Stored data entries

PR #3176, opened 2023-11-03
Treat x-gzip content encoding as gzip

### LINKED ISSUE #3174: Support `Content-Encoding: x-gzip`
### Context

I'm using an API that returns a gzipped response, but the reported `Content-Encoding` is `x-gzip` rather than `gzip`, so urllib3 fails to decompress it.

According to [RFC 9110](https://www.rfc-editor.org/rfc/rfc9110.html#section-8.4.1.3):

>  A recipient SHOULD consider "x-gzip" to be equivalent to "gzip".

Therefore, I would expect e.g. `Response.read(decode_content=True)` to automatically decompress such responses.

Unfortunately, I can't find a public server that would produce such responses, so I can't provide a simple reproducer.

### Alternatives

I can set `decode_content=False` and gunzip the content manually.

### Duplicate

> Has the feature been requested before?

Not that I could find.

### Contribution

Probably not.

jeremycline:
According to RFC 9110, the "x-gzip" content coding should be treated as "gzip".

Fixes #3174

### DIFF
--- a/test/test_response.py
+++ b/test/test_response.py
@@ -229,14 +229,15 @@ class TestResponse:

ASSIGNED TASK — Write out again, exactly as they appear above, the lines from the one containing "According to RFC" to the final line, and only those.

REPLY TO THE EXERCISE —
According to RFC 9110, the "x-gzip" content coding should be treated as "gzip".

Fixes #3174

### DIFF
--- a/test/test_response.py
+++ b/test/test_response.py
@@ -229,14 +229,15 @@ class TestResponse:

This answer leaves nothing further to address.